Ein Deutscher gewinnt überraschend den Qualifikationswettbewerb im Olympic Combined bei der WM der Sportkletterer. Alex Megos kann sein Glück kaum fassen. Für den Sieg gibt es eine besondere Belohnung.

          Alex Megos hat sich einen Startplatz für den ersten olympischen Wettbewerb der Sportkletterer bei den Sommerspielen 2020 in Tokio gesichert. Bei der Weltmeisterschaft in Hachioji (Japan) gewann der 26 Jahre alte Erlanger am Montag überraschend deutlich den Qualifikationswettbewerb im Olympic Combined, einem Dreikampf aus Bouldern (Klettern in Absprunghöhe), Lead (Vorstiegsklettern mit Seil) und Speedklettern (Klettern auf Geschwindigkeit).

          Bernd Steinle

          Redakteur im Ressort „Deutschland und die Welt“.

          Megos siegte sowohl im Bouldern als auch in seiner Spezialdisziplin Lead und zog damit trotz Platz 17 im Speedklettern unangefochten ins Olympic-Combined-Finale der besten Acht am Mittwoch ein.

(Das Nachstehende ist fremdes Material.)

Issue #4691, opened 2019-08-22
investigate why app-test jobs are sometimes hanging in CI


redshiftzero:
## Description

I'm seeing a lot of our [python app-test CI jobs hanging](https://circleci.com/gh/freedomofpress/securedrop/32430
), e.g.:

```
tests/functional/test_admin_interface.py::TestAdminInterface::test_admin_interface PASSED [  0%]
tests/functional/test_admin_interface.py::TestAdminInterface::test_admin_edits_hotp_secret PASSED [  0%]
tests/functional/test_admin_interface.py::TestAdminInterface::test_admin_edits_totp_secret make: *** [test] Terminated
Too long with no output (exceeded 10m0s)
```

We should investigate this - a re-run resolves but it's still annoying for devs/contributors

emkll:
Another one: https://circleci.com/gh/freedomofpress/securedrop/33450

eloquence:
Another one:
https://circleci.com/gh/freedomofpress/securedrop/35018

eloquence:
Bump to 15 minutes does not appear to have materially impacted this flake; we still see failures at the HOTP/TOTP stage regularly, e.g.:

https://circleci.com/gh/freedomofpress/securedrop/36412

eloquence:
I'm not able to spot this app test failure in recent runs, perhaps resolved via #4995?

eloquence:
Closing as we don't seem to be seeing these failures anymore in recent builds.

PR #4718, opened 2019-08-29
Expose v2/v3 Onion URLs to webapp code

### LINKED ISSUE #4631: [v3 onion migration] investigate v2-only user messaging options
## Description

This is a stretch ticket for #2951. 

For organizations enabling v2 and v3 alongside (expected for most existing SecureDrop instances) we’d ideally expose to source and journalist users something like:

`“Warning: you are currently using 0123456789abcedf.onion, in the future please use our new improved onion (language here intentionally vague because we’re not going to take on the task of explaining the detailed differences of v2 versus v3 onions to non-technical users - could be something like “more secure”!) at <long address>.onion.” `

This ticket is to investigate methods to do this. While we could defer this until a future release, it would be wise for us to use some cycles now to think about this now in case we need Apache config changes to pass through v2/v3 info - it’s potentially brittle to make this kind of change in an auto update.

### LINKED ISSUE #4674: testinfra: facilitate running a single test or single file of tests
## Description

As a developer it's nice to be able to run a single test or single file of tests. It would be great to enable this for our testinfra test suite which is used for testing our staging environment: https://docs.securedrop.org/en/latest/development/testing_configuration_tests.html#running-the-config-tests

conorsch:
## Status

Ready for review. 

## Description of Changes

Fixes #4631. Fixes #4674.

* Writes plaintext files to disk, readable by the `www-data` user, containing Onion URL info. Separate files are used for each URL.
* Updates documentation with a quick tip about running a subset of testinfra tests for developer velocity.

Files will exist only if the relevant generation of Onion URLs are configured in site-specific vars. That means that future implementations consuming these files must not assume file existence, and shold also validate the strings inside the files.

## Testing

CI will validate that the staging setup works well. Bust out your Tails/prod VM setup.

* [ ] Configure site-specific vars so that _only_ v2 URLs are enabled, install
* [ ] Log into app server (`ssh app`), confirm that `/var/lib/securedrop/source_v2_url` exists and matches the contents of `/var/lib/tor/services/source/hostname`.
* [ ] Confirm `/var/lib/securedrop/source_v3_url` does not exist
* [ ] Re-configure site-specific vars to enable v3 Onions, re-install
* [ ] Log into app server (`ssh app`), confirm that `/var/lib/securedrop/source_v2_url` exists and matches the contents of `/var/lib/tor/services/source/hostname`.
* [ ] Log into app server (`ssh app`), confirm that `/var/lib/securedrop/source_v3_url` exists and matches the contents of `/var/lib/tor/services/sourcev3/hostname`.

## Deployment
These changes are intended to enable future user-facing messaging regarding URL transitions. We aim to ship them in 1.0 to take advantage of the Admin process of enabling v3 URLs, which requires running the playbooks, to create these files. 

### DIFF
--- a/docs/development/testing_configuration_tests.rst
+++ b/docs/development/testing_configuration_tests.rst
@@ -32,7 +32,7 @@ For the staging VMs:
 
 The VMs will be set up using either the libvirt or virtualbox Vagrant VM provider,
 depending on your system settings. You'll need to use the appropriate commands below
-based on your choice of provider. 
+based on your choice of provider.
 
 Then, to run the tests:
 
@@ -40,7 +40,7 @@ libvirt:
 ~~~~~~~~
 
 .. code:: sh
-   
+
    molecule verify -s libvirt-staging
 
 virtualbox:
@@ -50,12 +50,15 @@ virtualbox:
 
    molecule verify -s virtualbox-staging
 
+.. tip:: To run only a single test, set ``PYTEST_ADDOPTS="-k name_of_test"``
+         in your environment.
+
 Test failure against any host will generate a report with informative output
 about the specific test that triggered the error. Molecule
 will also exit with a non-zero status code.
 
 .. note:: To build and test the VMs with one command, use the Molecule ``test``
-  action: ``molecule test -s libvirt-staging --destroy=never``, or ``molecule test -s virtualbox-staging --destroy=never``. 
+  action: ``molecule test -s libvirt-staging --destroy=never``, or ``molecule test -s virtualbox-staging --destroy=never``.
 
 Updating the Config Tests
 -------------------------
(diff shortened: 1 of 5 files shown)


conorsch:
Rebased to remove the dependency on #4715. Ready for review.

redshiftzero:
can you elaborate why you think prod VMs/Tails testing should be done here? (slower to test). it seems like the main thing we might to verify would be that for v2 only things work as expected (since the logic is straightforward I'm inclined to just rely on the testinfra tests passing for v2/v3)

conorsch:
> can you elaborate why you think prod VMs/Tails testing should be done here? 

Good point, I'm fine with staging VMs being used here. Bear in mind that this step:

> Configure site-specific vars so that only v2 URLs are enabled, install

Requires editing (and generating a diff that should not be committed) `install_files/ansible-base/group_vars/staging.yml` for the various setups.

conorsch:
`python3-app-tests` failing in CI with timeouts: https://circleci.com/gh/freedomofpress/securedrop/32940 Appears unrelated to changes in this PR, let's bounce a few times, then raise timeout if still unresolved.

redshiftzero:
ah that is #4691

conorsch:
Rebased on top of latest develop (d3d3ab79ac519e1545d78109c60cd605b3a29fa8) in an attempt to satisfy CI; as @redshiftzero points out, we've seen this before, so we may need to raise the timeouts here.

PR #4720, opened 2019-08-29
Fixes #4677 warns admin if v3 and https both are enabled

### LINKED ISSUE #4677: [v3 onion migration] warn user if they enable v3 and have https enabled
In `securedrop-admin sdconfig` when a user runs with `v3_onion_services=True`, we should:

1. (minimum) If HTTPS is also enabled, it should print a warning, but not prevent the writing of the config. They should be warned that this change will apply their configured cert to both their v2 and v3 interfaces and until they have a v3 cert, they should not share or advertise their v3 source URL with sources.
2. (better) Inspect the names in the configured cert and warn the user only: when the cert hasn't been updated to include their v3 URLs (predicated on the user having enabled v3 once already) OR the v3 URLs don't exist locally (since this means they are enabling v3 onion services for the first time, they have to run securedrop-admin install at least once in order to get the new URLs).

kushaldas:
## Status

Ready for review

## Description of Changes

Fixes #4677 This should be pulled in after #4710 is merged

We should decide the actual warning text and update in this PR. @redshiftzero 

## Testing

`./securedrop-admin sdconfig`

- If you enable v3 and https both, this should print an warning message
- If either of them disabled, the user should not see any warning.

## Deployment

2. New installs.

### DIFF
--- a/admin/securedrop_admin/__init__.py
+++ b/admin/securedrop_admin/__init__.py
@@ -446,6 +446,19 @@ class SiteConfig(object):
         self.save()
         self.validate_gpg_keys()
         self.validate_journalist_alert_email()
+        self.validate_https_and_v3()
+        return True
+
+    def validate_https_and_v3(self):
+        """
+        Checks if https is enabled with v3 onion service.
+
+        :returns: False if both v3 and https enabled, True otherwise.
+        """
+        if self.config.get("v3_onion_services", False) and \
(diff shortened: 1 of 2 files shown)


conorsch:
#4710 is merged. I see conflicts, @kushaldas—can you rebase and mark ready for review when you're satisfied?

PR #1499, opened 2026-08-13
Fix debian structured copy with large content queries

hstct:
for fixing issues with 65k parameter limit on copy tasks


hstct:
closed in favor of #1506

PR #1522, opened 2026-09-09
Handle architecture all in repository modify

daviddavis:
## Summary
- Repository modify previously accessed an unassigned/stale ReleaseArchitecture for `Architecture: all`.
- It now only adds ReleaseArchitecture content for concrete architectures while retaining PackageReleaseComponent.

## Testing
- `oci-env test -p pulp_deb functional -k test_repository_modify -vv`
- Result: 12 passed, 1 skipped

## Context
- Follows #1492 and complements #1513.

Assisted By: GitHub Copilot

### DIFF
--- a/CHANGES/+repository-modify-architecture-all.bugfix
+++ b/CHANGES/+repository-modify-architecture-all.bugfix
@@ -1,0 +1,1 @@
+Fixed modifying a repository with an architecture-independent package when distribution or component fields were provided.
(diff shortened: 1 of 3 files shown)


quba42 (approved):
Code review all looks good. (Only add the architecture to the add_content_units list if we actually entered the if block that picks out an architecture, duh!).

The test looks right code wise and I checked it fails without the fix.

PR #1525, opened 2026-09-10
Preserve apt automatic upgrade Release fields

hstct:
Preserving `NotAutomatic` and `ButAutomaticUpgrades` fields. These fields are used by official Debian backport repositories to indicate to APT that backports should use a default priority.


pulp_deb/app/serializers/content_serializers.py
quba42, line 812: We could add validation for the following rule:

> Specifying "yes" for ButAutomaticUpgrades without specifying "yes" for NotAutomatic is invalid. 

Source: https://wiki.debian.org/DebianRepository/Format#NotAutomatic_and_ButAutomaticUpgrades

Example for serializer based model verification: https://github.com/pulp/pulp_deb/blob/main/pulp_deb/app/serializers/content_serializers.py#L916

Downside is, if there are repos in the wild that violate the rule, then we can no longer sync them at all. A more defensive approach might be to log a warning and drop the value for ButAutomaticUpgrades if ButAutomaticUpgrades is "yes", and NotAutomatic is not "yes". That way the sync would still succeed, but we do not save explicitly forbidden value combinations to the DB. Thoughts?

pulp_deb/app/models/content/metadata.py
```diff
@@ -29,6 +29,8 @@ class Release(Content):
     origin = models.TextField(default=NULL_VALUE)
     label = models.TextField(default=NULL_VALUE)
     description = models.TextField(default=NULL_VALUE)
+    not_automatic = models.BooleanField(default=False)
+    but_automatic_upgrades = models.BooleanField(default=False)
```
quba42, line 33: With this, we have no way to represent the case "The release file does not have the fields `NotAutomatic` or `ButAutomaticUpgrades`". Instead in those cases, we would include the fields but set them to False by default.

I am not sure if "Does not have the field set" vs. "Has the field set, but the value is False" ever makes a difference, but normally I would prefer to just do what the original upstream repo did. However, this means we would need the default to be null. However, if https://github.com/pulp/pulp_deb/blob/main/pulp_deb/app/constants.py#L23 is true, then we can't use the combination of BooleanField, have the field be part of unique_together and also allow null. We could use `models.TextField(default=NULL_VALUE)`, but then we can't use the `YesNoField` for the serializer. We could duplicate the YesNoField logic for a TextField, but that is not great.

=> I am not sure what the best compromise is here. Let's discuss it in a call.

CHANGES/+preserve-release-metadata-fields.bugfix
```diff
@@ -0,0 +1 @@
+Preserved the `NotAutomatic` and `ButAutomaticUpgrades` fields from Debian Release metadata during sync and structured publish
```
quba42, line 1: Not that important, but I would consider this a feature:
> Added support to sync and publish the `NotAutomatic` and `ButAutomaticUpgrades` Release file fields.

quba42 (changes requested):
See the comments below. I am not sure if we should implement the suggestions. Let's discuss it and then upgrade the threads accordingly.

CHANGES/+preserve-release-metadata-fields.feature
```diff
@@ -0,0 +1 @@
+Added support to sync and publish the `NotAutomatic` and eButAutomaticUpgrades`` Release file fields.
```
quba42: Nitpick:
```suggestion
Added support to sync and publish the `NotAutomatic` and `ButAutomaticUpgrades` Release file fields.
```

quba42 (dismissed):
With the exception of the typo in the changelog message, this all looks good to me.

Tested against Debian bookworm-backports and experimental, as well as a repo that does not sport either flag. => Everything works as expected.

quba42 (approved):

quba42:
Note: Here are some real world test cases illustrating this feature:
```
alias pulp='pulp -p oci-env'
pulp status

NAME='quickstart-nginx-bookworm-amd64'
REMOTE_OPTIONS=(
  --url=http://nginx.org/packages/debian/
  --distribution=bookworm
  --component=nginx
  --architecture=amd64
  --policy=on_demand
)

NAME='debian-experimental-contrib-amd64'
REMOTE_OPTIONS=(
  --url=http://ftp.de.debian.org/debian/
  --distribution=experimental
  --component=contrib
  --architecture=amd64
  --policy=on_demand
)


NAME='debian-bookworm-backports-contrib-amd64'
REMOTE_OPTIONS=(
  --url=http://ftp.de.debian.org/debian/
  --distribution=bookworm-backports
  --component=contrib
  --architecture=amd64
  --policy=on_demand
)

# For each of the above cases use the following workflow, and then check the published Release file.
pulp deb remote create --name=${NAME} ${REMOTE_OPTIONS[@]}
pulp deb repository create --name=${NAME} --remote=${NAME}
pulp deb repository sync --name=${NAME}
pulp deb publication create --repository=${NAME}
pulp deb distribution create --name=${NAME} --base-path=${NAME} --repository=${NAME}
```

PR #1530, opened 2026-09-15
Enable pulpcore's reclaim disk space feature

quba42:
Entirely untested.

Regarding test coverage:

pulp_rpm does not have any tests for this, relying entirely on pulpcore to do the right thing.

If we do decide to add a test, I would like to see the following:
- Sync repo A with (at least) packages a and b.
- Sync repo B with (at least) packages b and c. (b must be checksum identical for both repos)
- Call reclaim space for repo A.
- Assert that the artifact for package a is gone.
- Assert that the artifacts for package b and c are not gone.
- (optional) Download package a and check that the artifact is back (I believe it should have been turned into a remote/on_demand artifact).


quba42:
Tested this manually. Reclaim of both on_demand and immediate synced repos works as expected. Reclaimed content can still be consumed on_demand as expected.

We discussed we are happy with the tests in pulpcore just like pulp_rpm is.

hstct (approved):
The pipeline failures for the cloud providers are likely unrelated. So change itself looks good

PR #1347, opened 2017-06-19
Create foreign-event IQ handler and verify requests

arkgil:
This PR installs handler for foreign-event IQ stanzas and simple verification of requests format.

### DIFF
--- a/apps/ejabberd/src/foreign_event/mod_foreign.erl
+++ b/apps/ejabberd/src/foreign_event/mod_foreign.erl
@@ -25,6 +25,9 @@
 
 -export([start/2, stop/1]).
 
+%% IQ handler
+-export([iq_handler/3]).
+
 %% Hook implementations
 -export([get_disco_items/5]).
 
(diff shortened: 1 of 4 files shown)


apps/ejabberd/src/foreign_event/mod_foreign.erl
```diff
@@ -25,6 +25,9 @@
```
arcusfelis: module description is missing.

apps/ejabberd/src/foreign_event/mod_foreign.erl
```diff
@@ -73,6 +79,20 @@ get_disco_items(empty, From, To, Node, Lang) ->
...
     Acc.
 
+-spec iq_handler(From :: jid(), To :: jid(), iq()) -> iq() | ignore.
+iq_handler(_From, _To, #iq{type = get} = IQ) ->
+    IQ#iq{type = error, sub_el = ?ERR_NOT_ALLOWED};
+iq_handler(_From, _To, #iq{type = set, sub_el = ForeignEvent} = IQ) ->
+    case parse_foreign_event(ForeignEvent) of
+        {ok, Type, Request, _Publish} ->
+            maybe_dispatch_request(Type, Request, IQ);
+        error ->
```
arcusfelis: {error, missing_request_element} | {error, missing_type_field} is more preferable.

apps/ejabberd/src/foreign_event/mod_foreign_http.erl
```diff
@@ -28,9 +28,11 @@
 %%--------------------------------------------------------------------
 
 make_request(Request, OnResponse) ->
-    {Host, Path, Method, Headers, Body} = parse(Request),
-    Response = do_make_request(Host, Path, Method, Headers, Body),
-    respond(encode(Response), OnResponse),
+    spawn(fun() ->
```
arcusfelis: I would like to receive IQ result after I've made a request.
Or an IQ error if the server cannot contact http server or any other problem.

apps/ejabberd/src/foreign_event/mod_foreign.erl
mentels: @arcusfelis what exactly do you mean?

apps/ejabberd/src/foreign_event/mod_foreign_http.erl
mentels: @arcusfelis the use case we have is that we need to make the requests asynchronously. The actual response of the HTTP request is to be published to MUC or PubSub.

rslota: If you need asynchronous request, there is one thing I need to point out: You really shouldn't do that using `spawn` directly. This way you just cannot control the number of process in the system what may be dangerous or at least "not fair" to other modules. There should be a pool for that.

arkgil: There will be a pool for that :) This PR introduced only IQ handler, `spawn` is just a placeholder. There will be aconfigurable pool later :)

Nur die ersten Sieben im WM-Finale erhalten einen Olympia-Platz; da aber vier japanische Kletterer im Finale stehen und bei den Spielen maximal zwei Athleten pro Nation starten dürfen, sind alle Finalteilnehmer vorzeitig für die Olympischen Spiele qualifiziert.

          „Das ist wirklich krass, wirklich abgefahren“, sagte Megos. „Ganz ehrlich: Mit diesem Ergebnis hätte ich selbst am allerwenigsten gerechnet, insbesondere beim Bouldern. Die Chance, dass ich dort unter die ersten Drei komme, war minimal.“ Dann aber zeigte sich Megos beim Bouldern in Bestform und kletterte im abschließenden Lead, in dem er zuvor schon WM-Silber gewonnen hatte, so weit wie kein anderer Teilnehmer.

          Der zweitbeste Deutsche, der 19 Jahre alte Yannick Flohé, scheiterte als Elfter knapp am Traumziel Tokio, Jan Hojer landete nach einem durchwachsenen Wettkampf auf Rang 17. Beide haben noch zwei weitere Chancen, den Sprung zu den Spielen zu schaffen. Das gilt auch für den als Favoriten gehandelten Tschechen Adam Ondra. Der Weltmeister im Lead-Klettern wurde nach einem technischen Fehler im Lead-Wettbewerb nur Achtzehnter.